Religion even boasts a special branch of itself, devoted to the study of the end. It calls itself «eschatology», and broods incessantly on the passing away of all earthly things. This death cult refuses to abate, even though we have every reason to think that «earthly things» are all that we have, or are ever going to have. Yet in our hands and within our view is a whole universe of discovery and clarification, which is a pleasure to study in itself, gives the average person access to insights that not even Darwin or Einstein possessed, and offers the promise of near-miraculous advances in healing, in energy, and in peaceful exchange between different cultures. Yet millions of people in all societies still prefer the myths of the cave and the tribe and the blood sacrifice. The late Stephen Jay Gould generously wrote that science and religion belong to «non-overlapping magisteria». They most certainly do not overlap, but this does not mean that they are not antagonistic.

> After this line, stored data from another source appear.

Issue #2226, opened 2016-09-29
Trigger Channels Part 2


kaikreuzer:
With https://github.com/eclipse/smarthome/issues/1043, we have introduced trigger channels to the framework, but as already mentioned early in https://github.com/eclipse/smarthome/issues/1043#issuecomment-184598078 that was only a first step for the basic functionality.

Imho, we are left with a dangerous situation now, if people start using it although what they would really need for their purposes are the profile, which I'd like to call part 2.

In order to discuss about how to design this second part, I would like to take [the LeapMotion controller as an example](https://www.youtube.com/watch?v=czq3S13tGVk) for a triggering input device. As can be seen in the video, it can be e.g. used to control Color items, i.e. it sends ON/OFF, percentage values for dimming and HSB values for the colors. The raw events (and thus what we are currently left with) of this device are not really suitable. There are hundreds of these events per second and they are very generic like "4 fingers at position x,y,z" or "circle to right with radius x cm". Of course one could say that such raw events are emitted and you would have to implement rules, which then try to convert them to some meaningful commands. But this obviously does not make much sense.

Instead, the binding itself should have a chance to define configuration options and depending on those configuration options it could then directly provide item commands such as ON/OFF, so that such a trigger channel could be directly linked to an existing item (which e.g. represents a light and is linked to a hue bulb).

markusjw:
If I understand your last paragraph correctly, it matches my opinion. There are two more or less separate things:

1. To link trigger channels to items, we might need trigger channel types that match the item types. A thing (let's say a rocker switch) can now implement two trigger channels (predefined type system.button) for the two buttons. But at the same time, it could also implement a "switch trigger channel" with on/off functionality, combining both buttons/positions of the rocker switch.

2. The mapping of hand gestures to trigger channels is specific to the Leap Motion binding. Or are there generic concepts needed for other bindings as well?

kaikreuzer:
Regarding 1:
- For a rocker, I would rather prefer a single channel with events like up_pressed, down_pressed, released - since they are not really independent (you cannot press both sides at the same time).
[...]

Issue #1043, opened 2016-02-15
Introduce trigger channels for things, which allow modelling of buttons and remote controls


kaikreuzer:
Currently, all channels on a Thing are supposed to be linked to an item and thus they inherently carry some state and are a potential entity to be displayed in the UIs.

For wall-buttons, remote controls, etc. this usually does not make sense. Their buttons rather represent the very same as switch widget on a UI, i.e. they are just a mean to operate some item (e.g. a light bulb).
To properly model this, we should introduce a new kind of channel. The idea is to be able to use such new channels directly as triggers for rules (without the need to have any item/link) for them. Alternatively (this is how openHAB 1 works), links could be created to existing items (which would be the equivalent of wiring the button to a lightbulb - the trigger channel must send commands to the item in this case).

maggu2810:
What differs such channels from other ones?
So, if I can use a channel (a wall-button) as a trigger, why do I need to create an item so use a light channel as an output?
I do not know, if we open using channels directly where we stop?
Using channels as a source but not sink, make that sense?

Could you give more details how you think this could be modelled?

Will a channel emit commands or state updates?
Will a channel consume commands or state updates?

kaikreuzer:
> What differs such channels from other ones?

The main difference is that they do not have a state, but only issue events.

> why do I need to create an item so use a light channel as an output?

You do not, that's the idea of using it as a trigger for rules only. The option to link them to an existing "light" item would actually be something like a "simple, hard-wired rule", which does not have to go through the rule engine itself.

> Using channels as a source but not sink, make that sense?

Yes, this is one way you could think of them.

> Will a channel emit commands or state updates?
> Will a channel consume commands or state updates?

I think in the first place, they will only send events like PRESSED, LONG_PRESSED, DOUBLE_PRESSED, RELEASED or something like this (to be specified). These would be the "output" values of the rule trigger module.
For the option to directly wire such a channel to an existing item, such a link would need some configuration (I like speaking of certain "profiles"), which convert the events like PRESSED to according commands like ON or UP.

> Could you give more details how you think this could be modelled?

We will have to discuss this together - I only wanted to capture the requirement in a first step.
I think it would need something like an "eventDescription", which is similar to the "stateDescription" of the regular channels.

[...]

PR #4108, opened 2017-08-22
Introduction of Profiles

sjka:
This PR now reworks the factored CommunicationManager (#4067) and makes its behavior modifiable by "profiles". Such profiles are basically exchangeable parts which the communication manager delegates its actual duties to. I also outlined their purpose in the profiles.md file below to become part of the documentation. 

The idea is to make the used profile configurable on ItemChannelLinks. In this first step the profile selection is more or less static though. Although I already anticipated a "ProfileFactory" interface (mainly for testing purposes here), this PR is still missing the configurability by purpose. As this will involve touching many files and the Thing-DSL, I would like to handle this in a separate follow-up PR. 

Using profiles also opens up another interesting use-case: I noticed that so far no binding implements the `ThingHandler.handleUpdate(...)` method. Technically spoken some very few do, but they don't do anything there. The main idea of this method apparently was to allow devices to run as "slaves" of other devices, i.e. react on item updates only. A typical use-case for this would be a light switch with an indicator light which should follow the state of the the physical lamp without the risk of running out-of-sync. 
Therefore I already added a "slave" profile which does exactly that: it listens to item updates, transforms them to commands (if possible) and forwards them to the `ThingHandler.handleCommand(...)` directly. At the same time it cuts off all other communication coming out of the thing handle. With this it would be easily possible to run _any_  device now as a slave without the need to fix/implement this in all of the existing bindings. 

At the same time I deprecated the `ThingHandler.handleUpdate(...)` method to prevent any new binding to implement it. I think it is fair to allow for a grace period before we drop this method from the interface.

The profiles here (especially the TriggerProfiles) are required for the second part of #1043 a.k.a. #2226. I only created a RawButtonTriggerProfile here as an example and proof-of-concept. But there are more required, of course. Especially for the system channels they make much sense! Nevertheless, I would like to keep the work of implementing these out this PR as well.


davidgraeff:
Hm, at some points I find it very hard to follow the ESH documentation and the newly added profiles.md is one of those sections that would highly confuse me. I think this is mainly because there are no diagrams that provide an overview with whom and of how profiles are interacting with other components and there are no example usages.

sjka:
I agree, the docu is not yet complete. Examples can be added only once it actually can be configured. As this part is yet missing, there is not much to put there right now. I will add some pictures for the concrete profiles once all this here somehow got agreed. I hope it will get clearer then. For the time being I just thought it's important to write it down anywhere at all. 

For all the other confusing parts: Fully agreed. Any help is highly appreciated!

bundles/core/org.eclipse.smarthome.core.thing/src/main/java/org/eclipse/smarthome/core/thing/internal/profiles/DefaultSlaveProfile.java
```diff
@@ -0,0 +1,64 @@
...
+ * turn {@link State} updates into {@link Command}s (if possible) and then forwards those to the {@link ThingHandler}.
+ * <p>
+ * This allows devices to be operated as "slaves" of another one directly, without the need to write any rules.
+ * <p>
+ * No events are send for state updates or commands initiated by the ThingHandler. They are assumed to be passive only.
+ *
+ * @author Simon Kaufmann - initial contribution and API.
+ *
+ */
+public class DefaultSlaveProfile extends DefaultMasterProfile {
```
kaikreuzer: Why does it extend the master profile? Shouldn't it rather `implements StateProfile` as well?

bundles/core/org.eclipse.smarthome.core.thing/src/main/java/org/eclipse/smarthome/core/thing/internal/profiles/DefaultMasterProfile.java
```diff
@@ -0,0 +1,99 @@
...
+import org.eclipse.smarthome.core.types.Command;
+import org.eclipse.smarthome.core.types.State;
+import org.slf4j.Logger;
+import org.slf4j.LoggerFactory;
+
+/**
+ * This is the default profile for stateful channels.
+ *
+ * It forwards commands to the {@link ThingHandler}. In the other direction it posts events to the event bus
+ * for state updates and commands which are initiated by the handler.
```
kaikreuzer: "...and commands which are initiated by the handler" - was that really a use case for a "master" device? Do you have an example?

bundles/core/org.eclipse.smarthome.core.thing/src/main/java/org/eclipse/smarthome/core/thing/internal/profiles/RawButtonTriggerProfile.java
```diff
@@ -0,0 +1,35 @@
...
+
+import org.eclipse.smarthome.core.events.EventPublisher;
+import org.eclipse.smarthome.core.items.Item;
+import org.eclipse.smarthome.core.items.events.ItemEventFactory;
+import org.eclipse.smarthome.core.library.types.OnOffType;
+import org.eclipse.smarthome.core.thing.CommonTriggerEvents;
+import org.eclipse.smarthome.core.thing.link.ItemChannelLink;
+import org.eclipse.smarthome.core.thing.profiles.TriggerProfile;
+
+public class RawButtonTriggerProfile implements TriggerProfile {
```
kaikreuzer: JavaDoc missing

bundles/core/org.eclipse.smarthome.core.thing/src/main/java/org/eclipse/smarthome/core/thing/internal/profiles/DefaultSlaveProfile.java
```diff
@@ -0,0 +1,64 @@
...
+
+/**
+ * This is the default implementation for a slave profile.
+ *
+ * In contrast to the {@link DefaultMasterProfile} it does not forward any commands to the ThingHandler. Instead, it
+ * turn {@link State} updates into {@link Command}s (if possible) and then forwards those to the {@link ThingHandler}.
+ * <p>
+ * This allows devices to be operated as "slaves" of another one directly, without the need to write any rules.
+ * <p>
+ * No events are send for state updates or commands initiated by the ThingHandler. They are assumed to be passive only.
```
kaikreuzer: typo: are sent

kaikreuzer: Sorry if I forgot the details again: Taking the KNX wall switch as an example. Would this have to be modelled as two channels? One with master-profile only sending commands and one with slave-profile only receiving updates? What spoke against allowing slave-channels to send commands (to their "master" within ESH)?

bundles/core/org.eclipse.smarthome.core.thing/src/main/java/org/eclipse/smarthome/core/thing/internal/profiles/DefaultMasterProfile.java
sjka: Really good point - I just mindlessly took that from the old API. Now thinking about it, I don't have a good example. 

No binding in ESH is using it. 

In openhab2-addons there are only two bindings using it: [lutron](https://github.com/openhab/openhab2-addons/blob/50f7f662b4e5cf9f99b0c9a3e64f7097357d17e4/addons/binding/org.openhab.binding.lutron/src/main/java/org/openhab/binding/lutron/handler/SwitchHandler.java#L75) and [squeezebox](https://github.com/openhab/openhab2-addons/blob/52f768a3f8f80ac30d98dfb286bac134116baf99/addons/binding/org.openhab.binding.squeezebox/src/main/java/org/openhab/binding/squeezebox/handler/SqueezeBoxPlayerHandler.java#L395). I'm not familiar with both yet, so it's hard to judge whether this in fact is correct or not. On a first glance it looks like it might not be needed.

bundles/core/org.eclipse.smarthome.core.thing/src/main/java/org/eclipse/smarthome/core/thing/internal/profiles/DefaultSlaveProfile.java
sjka: I just was trying to prevent code duplication by delegating slave's `onUpdate(...)` to master's `onCommand(...)`. But I see this is confusing. I will change that.

bundles/core/org.eclipse.smarthome.core.thing/src/main/java/org/eclipse/smarthome/core/thing/internal/profiles/DefaultSlaveProfile.java
sjka: > What spoke against allowing slave-channels to send commands (to their "master" within ESH)?

Nothing really, IIRC. 

If a slave issues a command towards ESH, it will have to live with the fact that the state bounces back as an update via the master (which then gets turned into a command again by the slave profile, this time flowing from ESH towards the binding). But that shouldn't matter much - it rather makes sense because it gets the _real_ value that the master reported back as an update, which is not necessarily identical to the command that the slave initially sent towards ESH.

bundles/core/org.eclipse.smarthome.core.thing/src/main/java/org/eclipse/smarthome/core/thing/internal/profiles/DefaultMasterProfile.java
sjka: PS: Just do double-check I read you correctly: This is not only about the JavaDoc, but you are suggesting to make master's "postCommand" a no-op. Correct?

kaikreuzer: Correct.

kaikreuzer:
There are 3 test failures:
```
  ThingManagerOSGiTest.ThingManager handles post command correctly:804->OSGiTest.waitForAssert:-1->OSGiTest.waitForAssert:191->OSGiTest.waitForAssert:220 
Expected: not null
     but: was null
  DefaultSlaveProfileTest.testPostCommand:117 
No interactions wanted here:
-> at org.eclipse.smarthome.core.thing.internal.profiles.DefaultSlaveProfileTest.testPostCommand(DefaultSlaveProfileTest.java:117)
But found this interaction:
-> at org.eclipse.smarthome.core.thing.internal.profiles.DefaultSlaveProfile.postCommand(DefaultSlaveProfile.java:92)
Actually, above is the only interaction with this mock.
  DefaultMasterProfileTest.testPostCommand:121 
Wanted but not invoked:
eventPublisher.post(<Capturing argument>);
-> at org.eclipse.smarthome.core.thing.internal.profiles.DefaultMasterProfileTest.testPostCommand(DefaultMasterProfileTest.java:121)
Actually, there were zero interactions with this mock.
```

sjka:
My bad, I neglected to update the tests...
Done.

kaikreuzer:
Still one failing test :-(

bundles/core/org.eclipse.smarthome.core.thing/src/main/java/org/eclipse/smarthome/core/thing/internal/CommunicationManager.java
```diff
@@ -43,144 +58,223 @@
...
-                    logger.warn(
-                            "Cannot delegate command '{}' for item '{}' to handler for channel '{}', "
-                                    + "because no thing with the UID '{}' could be found.",
-                            command, itemName, channelUID, channelUID.getThingUID());
+    private Profile getProfile(ItemChannelLink link, Item item, Thing thing) {
+        if (thing == null) {
+            return new NoOpProfile();
+        }
+
+        Channel channel = thing.getChannel(link.getLinkedUID().getId());
```
maggu2810: So, the parameter `link` must not be null.
`ItemChannelLink link` => `@NonNull ItemChannelLink link`

bundles/core/org.eclipse.smarthome.core.thing/src/main/java/org/eclipse/smarthome/core/thing/internal/CommunicationManager.java
```diff
@@ -43,144 +58,223 @@
...
-                        logger.warn("Cannot delegate command '{}' for item '{}' to handler for channel '{}', "
-                                + "because no handler is assigned. Maybe the binding is not installed or not "
-                                + "propertly initialized.", command, itemName, channelUID);
-                    }
-                } else {
-                    logger.warn(
-                            "Cannot delegate command '{}' for item '{}' to handler for channel '{}', "
-                                    + "because no thing with the UID '{}' could be found.",
-                            command, itemName, channelUID, channelUID.getThingUID());
+    private Profile getProfile(ItemChannelLink link, Item item, Thing thing) {
```
maggu2810: We could mark the return type with `@NonNull`

bundles/core/org.eclipse.smarthome.core.thing/src/main/java/org/eclipse/smarthome/core/thing/internal/CommunicationManager.java
```diff
@@ -43,144 +58,223 @@
...
     }
 
-    @Override
-    protected void receiveUpdate(ItemStateEvent updateEvent) {
-        String itemName = updateEvent.getItemName();
+    private Profile getProfileFromFactories(ItemChannelLink link, Item item, Channel channel) {
+        for (ProfileFactory profileFactory : profileFactories.keySet()) {
+            Profile profile = profileFactory.createProfile(link, item, channel);
+            if (profile != null) {
+                profileFactories.get(profileFactory).add(link.getLinkedUID());
```
maggu2810: If you need access to the profileFactory, wouldn't it make sense to use `entrySet()` instead of `keySet()`?

bundles/core/org.eclipse.smarthome.core.thing/src/main/java/org/eclipse/smarthome/core/thing/internal/CommunicationManager.java
```diff
@@ -43,144 +58,223 @@
...
+                logger.trace("Going to use profile {} for link {}", profile, link);
+                return profile;
+            }
+        }
+        return null;
+    }
+
+    private Profile createDefaultProfile(Channel channel) {
```
maggu2810: `@NonNull Channel`

bundles/core/org.eclipse.smarthome.core.thing/src/main/java/org/eclipse/smarthome/core/thing/internal/CommunicationManager.java
```diff
@@ -43,144 +58,223 @@
...
+                    return new RawButtonTriggerProfile();
+                }
+                break;
+            default:
+                throw new NotImplementedException();
+        }
+        return null;
+    }
+
+    private void receiveCommand(ItemCommandEvent commandEvent) {
```
maggu2810: `@NonNull ItemCommandEvent`

bundles/core/org.eclipse.smarthome.core.thing/src/main/java/org/eclipse/smarthome/core/thing/internal/CommunicationManager.java
```diff
@@ -43,144 +58,223 @@
...
-                            "Cannot delegate update '{}' for item '{}' to handler for channel '{}', "
-                                    + "because no thing with the UID '{}' could be found.",
-                            newState, itemName, channelUID, channelUID.getThingUID());
+        final Item item = itemRegistry.get(itemName);
+
+        itemChannelLinkRegistry.stream().filter(link -> {
+            // all links for the item
+            return link.getItemName().equals(itemName);
+        }).filter(link -> {
+            // make sure a command event is not sent back to its source
```
maggu2810: "command" or "update" event?
Or is it about the default slave profile? If so, could you add it in the comment?

bundles/core/org.eclipse.smarthome.core.thing/src/main/java/org/eclipse/smarthome/core/thing/internal/CommunicationManager.java
```diff
@@ -43,144 +58,223 @@
...
+            ChannelUID channelUID = link.getLinkedUID();
+            Thing thing = getThing(channelUID.getThingUID());
+            Profile profile = getProfile(link, item, thing);
+            if (profile instanceof StateProfile) {
+                ((StateProfile) profile).onUpdate(link, thing, newState);
+            }
+        });
+    }
+
+    private void receiveTrigger(ChannelTriggeredEvent channelTriggeredEvent) {
```
maggu2810: `@NonNull ChannelTriggeredEvent`

bundles/core/org.eclipse.smarthome.core.thing/src/main/java/org/eclipse/smarthome/core/thing/internal/CommunicationManager.java
```diff
@@ -43,144 +58,223 @@
...
     }
 
     public void stateUpdated(ChannelUID channelUID, State state) {
-        Set<Item> items = itemChannelLinkRegistry.getLinkedItems(channelUID);
-        for (Item item : items) {
-            State acceptedState = ItemUtil.convertToAcceptedState(state, item);
-            eventPublisher
-                    .post(ItemEventFactory.createStateEvent(item.getName(), acceptedState, channelUID.toString()));
-        }
+        final Thing thing = getThing(channelUID.getThingUID());
```
maggu2810: `@NonNull ChannelUID channelUID`

bundles/core/org.eclipse.smarthome.core.thing/src/main/java/org/eclipse/smarthome/core/thing/internal/CommunicationManager.java
```diff
@@ -43,144 +58,223 @@
...
+            }
+        });
     }
 
     public void postCommand(ChannelUID channelUID, Command command) {
-        Set<String> items = itemChannelLinkRegistry.getLinkedItemNames(channelUID);
-        for (String item : items) {
-            eventPublisher.post(ItemEventFactory.createCommandEvent(item, command, channelUID.toString()));
-        }
+        final Thing thing = getThing(channelUID.getThingUID());
```
maggu2810: @NonNull ChannelUID channelUID

bundles/core/org.eclipse.smarthome.core.thing/src/main/java/org/eclipse/smarthome/core/thing/internal/profiles/RawButtonTriggerProfile.java
```diff
@@ -0,0 +1,44 @@
...
+import org.eclipse.smarthome.core.library.types.OnOffType;
+import org.eclipse.smarthome.core.thing.CommonTriggerEvents;
+import org.eclipse.smarthome.core.thing.link.ItemChannelLink;
+import org.eclipse.smarthome.core.thing.profiles.TriggerProfile;
+
+/**
+ * This profile allows a channel of the "system:rawbutton" type to be bound to an item.
+ *
+ * It reads the triggered events and uses the item's current state to calculate the new state once it detects that the
+ * button was pressed.
```
maggu2810: So, it is a toggle profile. Correct?

docs/documentation/concepts/profiles.md
```diff
@@ -0,0 +1,30 @@
...
+Trigger channels (`ChannelKind.TRIGGER`) by themselves do not maintain a state (as by their nature they only fire events). With the help of trigger profiles they can be linked to items anyway. Hence the main purpose of a trigger profile is to calculate a state based on the fired events. This state then is forwarded to the linked item by sending `ItemStateEvents`. 
+
+Trigger profiles are powerful means to implement some immediate, straight-forward logic without the need to write any rules. 
+
+Apart from that, they do not pass any commands or state updates to and from the thing handler as by their nature trigger channels are not capable of handling these.
+
+
+
+
+
```
maggu2810: Why do you add all that empty lines?

maggu2810:
Damn, merged while reviewing :wink:

kaikreuzer:
Sorry, I had put my approval 18 hours ago and the PR is 15 days old - so I was hoping you didn't have any further comments.

But never mind - I am sure @sjka will happily address everything in a follow-up PR :-)

maggu2810:
> I had put my approval 18 hours ago and the PR is 15 days old 

I am slow :wink:

sjka:
Sure, no problem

Religion has run out of justifications. Thanks to the telescope and the microscope, it no longer offers an explanation of anything important. Where once it used to be able, by its total command of a worldview, to prevent the emergence of rivals, it can now only impede and retard — or try to turn back — the measurable advances that we have made. Sometimes, true, it will artfully concede them. But this is to offer itself the choice between irrelevance and obstruction, impotence or outright reaction, and, given this choice, it is programmed to select the worse of the two. Meanwhile, confronted with undreamed-of vistas inside our own evolving cortex, in the farthest reaches of the known universe, and in the proteins and acids which constitute our nature, religion offers either annihilation in the name of god, or else the false promise that if we take a knife to our foreskins, or pray in the right direction, or ingest pieces of wafer, we shall be «saved». It is as if someone, offered a delicious and fragrant out-of-season fruit, matured in a painstakingly and lovingly designed hothouse, should throw away the flesh and the pulp and gnaw moodily on the pit.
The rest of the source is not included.